- _Task instructions_
Each entry that follows needs to be written out exactly, with nothing left out.

- _Records shown_
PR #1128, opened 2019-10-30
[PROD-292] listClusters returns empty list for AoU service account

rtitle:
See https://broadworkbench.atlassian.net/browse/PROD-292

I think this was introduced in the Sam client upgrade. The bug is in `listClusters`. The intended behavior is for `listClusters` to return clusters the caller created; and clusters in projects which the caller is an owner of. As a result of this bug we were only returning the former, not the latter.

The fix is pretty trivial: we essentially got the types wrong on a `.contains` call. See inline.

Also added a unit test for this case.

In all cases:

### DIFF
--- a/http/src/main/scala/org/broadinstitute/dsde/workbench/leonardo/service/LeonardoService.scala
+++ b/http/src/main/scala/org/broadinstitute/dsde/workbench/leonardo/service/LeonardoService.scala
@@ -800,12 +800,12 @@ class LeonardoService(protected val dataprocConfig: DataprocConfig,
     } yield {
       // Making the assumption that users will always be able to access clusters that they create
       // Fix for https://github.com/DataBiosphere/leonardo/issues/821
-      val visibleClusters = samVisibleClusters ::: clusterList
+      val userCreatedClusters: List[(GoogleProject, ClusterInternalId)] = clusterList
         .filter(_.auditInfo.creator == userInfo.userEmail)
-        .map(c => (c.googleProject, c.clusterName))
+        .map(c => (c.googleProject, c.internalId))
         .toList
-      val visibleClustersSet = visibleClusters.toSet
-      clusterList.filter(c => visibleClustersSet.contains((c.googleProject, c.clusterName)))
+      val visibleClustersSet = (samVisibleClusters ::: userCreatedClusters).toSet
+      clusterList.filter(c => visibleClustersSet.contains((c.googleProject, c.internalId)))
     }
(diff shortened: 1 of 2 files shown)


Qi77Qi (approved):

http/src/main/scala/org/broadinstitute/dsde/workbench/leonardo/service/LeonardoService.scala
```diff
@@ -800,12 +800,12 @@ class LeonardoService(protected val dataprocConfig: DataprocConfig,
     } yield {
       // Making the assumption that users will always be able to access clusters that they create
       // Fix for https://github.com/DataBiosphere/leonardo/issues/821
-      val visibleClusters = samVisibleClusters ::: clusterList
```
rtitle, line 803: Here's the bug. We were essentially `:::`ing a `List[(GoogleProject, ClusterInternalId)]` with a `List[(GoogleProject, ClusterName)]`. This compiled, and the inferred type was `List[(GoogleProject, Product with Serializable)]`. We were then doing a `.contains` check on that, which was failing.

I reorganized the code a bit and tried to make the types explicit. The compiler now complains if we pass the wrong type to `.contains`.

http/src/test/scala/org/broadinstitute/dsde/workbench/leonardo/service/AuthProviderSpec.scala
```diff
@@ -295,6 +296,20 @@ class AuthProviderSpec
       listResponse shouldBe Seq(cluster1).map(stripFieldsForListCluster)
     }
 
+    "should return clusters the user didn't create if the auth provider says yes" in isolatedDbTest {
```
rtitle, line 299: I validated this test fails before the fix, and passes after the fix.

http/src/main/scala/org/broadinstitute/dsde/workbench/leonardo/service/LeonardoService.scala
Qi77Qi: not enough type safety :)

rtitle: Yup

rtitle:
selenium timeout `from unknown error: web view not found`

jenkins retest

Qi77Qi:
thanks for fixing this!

- _Finished exercise_
PR #1128, opened 2019-10-30
[PROD-292] listClusters returns empty list for AoU service account

rtitle:
See https://broadworkbench.atlassian.net/browse/PROD-292

I think this was introduced in the Sam client upgrade. The bug is in `listClusters`. The intended behavior is for `listClusters` to return clusters the caller created; and clusters in projects which the caller is an owner of. As a result of this bug we were only returning the former, not the latter.

The fix is pretty trivial: we essentially got the types wrong on a `.contains` call. See inline.

Also added a unit test for this case.

In all cases:

### DIFF
--- a/http/src/main/scala/org/broadinstitute/dsde/workbench/leonardo/service/LeonardoService.scala
+++ b/http/src/main/scala/org/broadinstitute/dsde/workbench/leonardo/service/LeonardoService.scala
@@ -800,12 +800,12 @@ class LeonardoService(protected val dataprocConfig: DataprocConfig,
     } yield {
       // Making the assumption that users will always be able to access clusters that they create
       // Fix for https://github.com/DataBiosphere/leonardo/issues/821
-      val visibleClusters = samVisibleClusters ::: clusterList
+      val userCreatedClusters: List[(GoogleProject, ClusterInternalId)] = clusterList
         .filter(_.auditInfo.creator == userInfo.userEmail)
-        .map(c => (c.googleProject, c.clusterName))
+        .map(c => (c.googleProject, c.internalId))
         .toList
-      val visibleClustersSet = visibleClusters.toSet
-      clusterList.filter(c => visibleClustersSet.contains((c.googleProject, c.clusterName)))
+      val visibleClustersSet = (samVisibleClusters ::: userCreatedClusters).toSet
+      clusterList.filter(c => visibleClustersSet.contains((c.googleProject, c.internalId)))
     }
(diff shortened: 1 of 2 files shown)


Qi77Qi (approved):

http/src/main/scala/org/broadinstitute/dsde/workbench/leonardo/service/LeonardoService.scala
```diff
@@ -800,12 +800,12 @@ class LeonardoService(protected val dataprocConfig: DataprocConfig,
     } yield {
       // Making the assumption that users will always be able to access clusters that they create
       // Fix for https://github.com/DataBiosphere/leonardo/issues/821
-      val visibleClusters = samVisibleClusters ::: clusterList
```
rtitle, line 803: Here's the bug. We were essentially `:::`ing a `List[(GoogleProject, ClusterInternalId)]` with a `List[(GoogleProject, ClusterName)]`. This compiled, and the inferred type was `List[(GoogleProject, Product with Serializable)]`. We were then doing a `.contains` check on that, which was failing.

I reorganized the code a bit and tried to make the types explicit. The compiler now complains if we pass the wrong type to `.contains`.

http/src/test/scala/org/broadinstitute/dsde/workbench/leonardo/service/AuthProviderSpec.scala
```diff
@@ -295,6 +296,20 @@ class AuthProviderSpec
       listResponse shouldBe Seq(cluster1).map(stripFieldsForListCluster)
     }
 
+    "should return clusters the user didn't create if the auth provider says yes" in isolatedDbTest {
```
rtitle, line 299: I validated this test fails before the fix, and passes after the fix.

http/src/main/scala/org/broadinstitute/dsde/workbench/leonardo/service/LeonardoService.scala
Qi77Qi: not enough type safety :)

rtitle: Yup

rtitle:
selenium timeout `from unknown error: web view not found`

jenkins retest

Qi77Qi:
thanks for fixing this!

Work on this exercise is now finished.